[EXERCISE] Copy out each line containing "currently" from the entries below.

Saved data entries:

PR #1303, opened 2019-06-18
gossip: improve processor perfs

thibault-martinez:
Makes the packet queue pop operation to return the entry. That allows to reduce critical section of concurrent context and to remove a lot of copies.


gossip/components/processor.c
```diff
@@ -265,34 +265,30 @@ static void *processor_routine(processor_t *const processor) {
   lock_handle_lock(&lock_cond);
 
   while (processor->running) {
-    if (processor_is_empty(processor)) {
```
tsvisabo, line 271: Does that mean that we can now have a situation where queue is empty it thread is exited immediately?

tsvisabo (changes requested):

gossip/components/processor.c
thibault-martinez: No, the emptiness is now checked here: https://github.com/iotaledger/entangled/pull/1303/files/fd7bb625b97a59d6a9c310e132c82fb00804ef73#diff-40e64e528e65585a1255b012dcd1e3aaR290

tsvisabo (approved):

PR #1308, opened 2019-06-19
gossip: rename in prevision of network refactoring

thibault-martinez:
In prevision of the network refactoring, this PR:
- Renames the `gossip` folder to `node` to better match its content and main component;
- Renames the `components` folder to `pipeline` to better fit the future architecture of the node;
I initially would have done it in the network refactoring PR but it would have made it really hard to review since all files would have been modified by the rename.


oopsmonk:
>     * Renames the `gossip` folder to `node` to better match its content and main component;
As I know, the gossip folder is a general module currently used by cIRI. We can call it `Node` in cIRI or IRI, but rename it to Node is confusing.

>     * Renames the `components` folder to `pipeline` to better fit the future architecture of the node;
>       I initially would have done it in the network refactoring PR but it would have made it really hard to review since all files would have been modified by the rename.
Where can I get more info about the future architecture of the node (or gossip)?

thibault-martinez:
> As I know, the gossip folder is a general module currently used by cIRI. We can call it Node in cIRI or IRI, but rename it to Node is confusing.

The fact is that this folder already does more than just the gossip, it has neighbours management, caching, network... Everything the node does. The main component of this folder is called `node_t` and technically it could be run on its own. We can think of cIRI as just tying `node_t` and `consensus_t` together so it makes sense to me that that the other folder is called `node`.

> Where can I get more info about the future architecture of the node (or gossip)?

https://github.com/iotaledger/iri/pull/1393

oopsmonk:
> > As I know, the gossip folder is a general module currently used by cIRI. We can call it Node in cIRI or IRI, but rename it to Node is confusing.
> 
> The fact is that this folder already does more than just the gossip, it has neighbours management, caching, network... Everything the node does. The main component of this folder is called `node_t` and technically it could be run on its own. We can think of cIRI as just tying `node_t` and `consensus_t` together so it makes sense to me that that the other folder is called `node`.
> 
how about moving them into ciri?  since they depend on ciri.

thibault-martinez:
They don't depend on cIRI, cIRI depends on them!
I have thought about that actually, but technically they could be run on their own, without needing each others.
I'm fine both ways, @tsvisabo opinion on this ?

oopsmonk:
> They don't depend on cIRI, cIRI depends on them!
> I have thought about that actually, but technically they could be run on their own, without needing each others.
> I'm fine both ways, @tsvisabo opinion on this ?

Sorry, I didn't make it clear, I meant the `conf` of consensus and gossip.

thibault-martinez:
@oopsmonk Done

oopsmonk (approved):

PR #1317, opened 2019-06-30
node: clean and improve broadcaster

thibault-martinez:
Switches the broadcaster queue from hash8019 queue to packet queue to:
- Avoid sending back a broadcasted message to its sender (because we now have access to the sender endpoint) resulting in less packet load on the processor;
- Avoid a lot of conversions between bytes and flex trits;

Also cleans the code and add documentation.


thibault-martinez:
Looks like there are issues with the CI though

oopsmonk (approved):

PR #1328, opened 2019-07-05
ciri: check if file exists before closing it

wusyong:
A segment fault encountered when start running cIRI if conf.yml doesn't
exist. Adding file check to fclose resolves this situation.

# Test Plan:
Pass CI


thibault-martinez (approved):
Thanks!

[OUTPUT OF THE EXERCISE]
As I know, the gossip folder is a general module currently used by cIRI. We can call it `Node` in cIRI or IRI, but rename it to Node is confusing.
> As I know, the gossip folder is a general module currently used by cIRI. We can call it Node in cIRI or IRI, but rename it to Node is confusing.
> > As I know, the gossip folder is a general module currently used by cIRI. We can call it Node in cIRI or IRI, but rename it to Node is confusing.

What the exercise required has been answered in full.